Jen: The greatest act of self love is loving yourself when you think nobody else will, so when you aren’t fitting into society’s mold of what is lovable, right, so it’s, you know, so if you do have a larger body there is a lot of good and value there of learning to love and accept yourself at a larger size before, you know, before the weight loss journey comes, if it ever comes, you know, whatever your choice but you know, it’s like only loving your kids when they’re well behaved, right, like, when, you can just love your body when it’s doing what you want it to be doing and you can’t just love yourself when your behaviors are on point, right, your nutrition’s on point, your exercise is on point, your rockin’ life, you love yourself but then as soon as your behaviors are off track you’re filled with these self loathing thoughts. That’s not love, that’s just like surface level approval.

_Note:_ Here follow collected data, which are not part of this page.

PR #501, opened 2016-10-03
Respect Buildbot invariants when adding new steps

aneeshusa:
This will prevent crashes when Buildbot tries to execute dynamically
added steps.

I'm not sure if I got everything needed, so this may require some followups.

Part of #316.

---
This change is [Reviewable](https://reviewable.io/reviews/servo/saltfs/501)


aneeshusa:
OK, fixed the syntax bugs and tidy.

Issue #372, opened 2016-05-13
Use steps.Compile for `mach package` on Buildbot


aneeshusa:
We use `./mach package -r` to [package Android APKs](https://github.com/servo/saltfs/blob/783e4f66c2fce1bc23176619b30bf7bf4133bb6c/buildbot/master/files/config/steps.yml#L56) on the android-nightly builder; the next step is then to upload the built package via S3.

Currently, the packaging step is broken (should be fixed by #290); however, even though it fails, Buildbot still tries to run the next step of uploading to S3. This is because there is no heuristic for `./mach package` and it is run as a regular `ShellCommand`.

Instead, we should add a heuristic in the `make_step` function in the `buildbot/master/files/config/factories.py` file that checks for `./mach package` and uses steps.Compile to create that step. This a) is a closer semantic match (we're "compiling" the APK), and b) will stop the build if the packaging fails, so Buildbot doesn't try the S3 upload step.

This can simply check for `package` as an argument to mach instead of using a more complicated regex as the other heuristics do, because currently there is only one type of packaging: Android APK.

lucasloisp:
I would like to implement this. If I understand correctly, we should check that `mach_arg` re.matches "package"` and assign `step_class = steps.Compile`. Right?
I'll get to it later today

aneeshusa:
@lucasloisp that's correct! I've assigned this to you, leave a comment if you have any questions.

Note: there are currently two copies of `make_step`, make sure to update both of them.

jdm:
Fixed by #503.

PR #503, opened 2016-10-05
`mach package` treated as a steps.Compile

lucasloisp:
@aneeshusa: as per issue #372, both `make_step` now have a heuristic for checking that the argument passed to mach (`mach_arg`) is `'package'` and assigns `step_class = steps.Compile`

---
This change is [Reviewable](https://reviewable.io/reviews/servo/saltfs/503)

### DIFF
--- a/buildbot/master/files/config/factories.py
+++ b/buildbot/master/files/config/factories.py
@@ -106,6 +106,8 @@ class DynamicServoFactory(ServoFactory):
                 step_desc = [mach_arg]
                 if re.match('build(-.*)?', mach_arg):
                     step_class = steps.Compile
+                elif re.match('package', mach_arg):
+                    step_class = steps.Compile
                 elif re.match('test-.*', mach_arg):
                     step_class = steps.Test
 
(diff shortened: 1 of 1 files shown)


buildbot/master/files/config/factories.py
```diff
@@ -106,6 +106,8 @@ def make_step(self, command):
                 step_desc = [mach_arg]
                 if re.match('build(-.*)?', mach_arg):
                     step_class = steps.Compile
+                if re.match('package', mach_arg):
```
aneeshusa: nit: use `elif` instead of `if`

buildbot/master/files/config/factories.py
```diff
@@ -251,6 +253,8 @@ def make_step(self, command):
...
```
aneeshusa: nit: use elif instead of if

buildbot/master/files/config/factories.py
lucasloisp: I would have sworn I used `elif`. I'll change it

aneeshusa:
Commit message looks much better :) A few more nits:
- We actually have `mach package` for more platforms now, not just Android, so amend the beginning to something like `Even when this command fails, Buildbot still goes on to run the next step, ...`.
- The parenthetical with the issue reference is unneeded as GitHub already will make it easy to get to the issue from the commit, so remove it.
- grammar nit: `check for it on the` -> `check for it in the`

Also it looks like a merge commit sneaked in there, so go ahead and squash everything into one commit.

lucasloisp:
@aneeshusa Anything I should change or is the change ready to be approved?

aneeshusa:
@lucasloisp Sorry, I didn't get a notification that you had pushed new changes for some reason! This looks great, thanks for the PR :)

@bors-servo r+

Annie: That’s conditioned. That’s conditioned love. That’s not and ultimately I think what a lot of us would really like and are striving for is to love ourselves unconditionally. Meaning our body can look a variety of ways, our behaviors can look a variety of ways and we still can treat ourselves with compassion that we would so many other people in our lives.

Jen: Yeah, another good analogy I use sometimes with women is I moved into a house, a new house about a year and a half ago and it’s an older house and there was people that lived here before us that decorated, painted, designed to this house in a way that suited them but is not to my tastes at all. So, for example, my bathroom is lime green and I hate it, I hate it but I still love my home. I am still grateful to live in this home. This is the nicest home I’ve ever lived in.

Growing up as a little girl my mother couldn’t have dreamed of providing this kind of house for me as a kid so every day I wake up I feel like I’m living in my dream home but my bathroom is lime green. Yes, I do want to change that color eventually. I haven’t yet, it just, I haven’t had time, it has been the right time but eventually I will paint the bathroom, I will do some renovations around this house to change it but that doesn’t, that doesn’t take away from the unconditional love and gratitude I have for this home and I wish that people could feel that way about their bodies.

Sometimes there are changes that you want to make and as long as those are realistic and within your realm of control the problem is there is just such polarizing views. There’s this whole view that you mentioned at the start, Annie ,there’s this whole idea that you have complete control over what your body looks like and then there’s the other end of the spectrum people saying “You actually have no control over what your body looks like so don’t even bother thinking about it” but I think it was Dr Tracy Mann, we’re interviewing her on our podcast pretty soon here which is really exciting but she has in her books that studies in her book Secrets From The Eating Lab, studies show that it’s in the middle, you know, as usual, we actually do-

Lauren: That messy middle.  

Jen: Yes, like you can’t change your genetics, of course, but there are certain behaviors we have in our life that will affect the way our bodies look and feel and I think her stats are we have about a 30 percent, 30 percent of the way we look is we’re able to manipulate, which is probably a lot less than some people think and a lot more than other people think and so it’s OK. It’s OK. You can have total love for your body. You can have gratitude for the body that you were given. You can have acceptance of the genes that you have and you can still say, “You know what, I would love to reduce my abdominal body fat and I am going to step forward making change in a way that will reduce the fat I have on my body and that is coming from a place of self-love and self care and also being realistic.”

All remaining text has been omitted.